Linear independence of values of hypergeometric functions and arithmetic Gevrey series
Sinnou David, Noriko Hirata-Kohno, Makoto Kawashima
TL;DR
The paper develops a universal Padé-approximation framework for generalized hypergeometric functions ${}_pF_q$ across all parameter regimes, and proves linear independence of their values at several algebraic points over arbitrary algebraic number fields by coupling type II Padé approximants with a novel non-vanishing Hermite-type generalized Wronskian. It treats the three main regimes ($p=q+1$, $p<q+1$, $p>q+1$) uniformly, extending prior one-point results to multi-point settings in both complex and $p$-adic contexts, and provides effective zero estimates and quantitative independence measures. The methodology unifies Euler-type, $G$- and $E$-functions via arithmetic Gevrey theory, enabling a single, flexible approach to families of contiguous hypergeometric values and delivering strengthened versions of results by Chudnovsky, Nesterenko, Sorokin, Delaygue, and others. The work has significant implications for transcendence and algebraic independence questions in hypergeometric contexts and demonstrates the power of Padé-type constructions in a broad arithmetic-differential setting.
Abstract
We prove new linear independence results for the values of generalized hypergeometric functions ${}_pF_q$ at several distinct algebraic points, over arbitrary algebraic number fields.

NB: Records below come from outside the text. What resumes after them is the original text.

Issue #5665, opened 2025-09-15
IINA 1.4.0 fails to honor the "Resize the window to fit video size" setting.


lundejd:
### IINA Version

1.4.0

### Release Channel

Release

### macOS Version

Tahoe 26.0

### Steps to Reproduce

1. Upgraded to 1.4.0
2. Play video, size window as I like it.
3. Play another video, it snaps back to small window. (not even the size and position I have set for initial play)
4. Tried changing the setting back and forth
5. Tried using advanced commands but those all fail (like no-keepaspect-window)
6. Installed previous version, works like it should again.

### Expected Behavior

Once I size a window it should stay that size and not change, unless of course it's going from horizontal to vertical which is a whole other issue but thats another story. 

### Actual Behavior

Playing a new video causes the window to snap small.

### How often can you reproduce the issue

Every time. Every new video snaps it back even after I re-size.

### Required Actions

- [x] I tried my best to search from the existing issues (including closed issues) and didn't find duplicated issues.

### Optional Actions

- [ ] I tested with the Nightly build and confirmed the issue is not fixed.
- [ ] I tested with the latest version of mpv and confirmed mpv doesn't have this issue.

lhc70000:
Thanks, we are looking into this and aim to resolve it in a few days.

low-batt:
This was fixed in IINA 1.4.1.

Issue #5669, opened 2025-09-16
Window resizes despite "Resize window to fit video size" being set to "Disabled"


Sanseviaria:
### IINA Version

1.4.0

### Release Channel

Release

### macOS Version

15.6.1

### Steps to Reproduce

- Set Initial window size (e.g., Width: 300pt).
- Set Initial window position (e.g., 0 right, 0 top).
- Set "Resize the window to fit video size" to Disabled.
- Open any local or online video playlist.

### Expected Behavior

The video should open at 300px width and be placed in the top-right corner of the screen. When clicking another video in the playlist, the window should remain at 300px width, as it did in versions prior to v1.4.0.

### Actual Behavior

The video opens at 300px width and is placed in the top-right corner of the screen. However, when clicking another video in the playlist, the window enlarges to fit the video's width, ignoring the "Resize window to fit video size: Disabled" setting.

This behavior did not occur in versions prior to v1.4.0.

Additionally, using autofit and autofit-larger in the Additional MPV options has no effect — they are not respected either.

### How often can you reproduce the issue

Always

### Required Actions

- [x] I tried my best to search from the existing issues (including closed issues) and didn't find duplicated issues.

### Optional Actions

- [ ] I tested with the Nightly build and confirmed the issue is not fixed.
- [ ] I tested with the latest version of mpv and confirmed mpv doesn't have this issue.

low-batt:
This was fixed in IINA 1.4.1.

PR #5674, opened 2025-09-16
Fix window resize behavior

lhc70000:
- [x] This implements/fixes issue #5665, #5669.

---

**Description:**

Let's define the expected behavior for window resizing.

- **Initial position**: Only applies when the window is opened for the first time.
  - Internally this is synced with mpv's `geometry`, and we may have different behavior with mpv. That's acceptable since IINA is GUI-focused.
  - Even if the user set `geometry` in their conf, it still only applied once. If the user wants a fixed position, they should also set _Resize to fit_ to disabled.  They can also write plugins / user scripts to further control the window size.
  - The previous screen should still be remembered, and we put the window on that screen, if available.
- **Resize to fit**:
  - **Always**: Every time when a new video is played, resize the window.
  - **When opened manually**: Only when the video is opened manually (From menu, drag & drop, etc.). Navigating through the playlist, whether automatically or manually through shortcuts, should NOT resize the video.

Our approach combines constructions of type II Padé approximants with a novel non-vanishing argument for generalized Wronskians of Hermite type. The method applies uniformly across all parameter regimes. Even for $p = q+1$, we extend known results from single-point to multi-point settings over general number fields, in the both complex and $p$-adic settings. When $p < q+1$, we establish linear independence results over arbitrary number fields; and for $p > q+1$, we confirm that the values do not satisfy global linear relations in the $p$-adic setting. Our results generalize and strengthen earlier work by Chudnovsky's, Nesterenko, Sorokin, Delaygue and others, and demonstrate the flexibility of our Padé construction for families of contiguous hypergeometric values.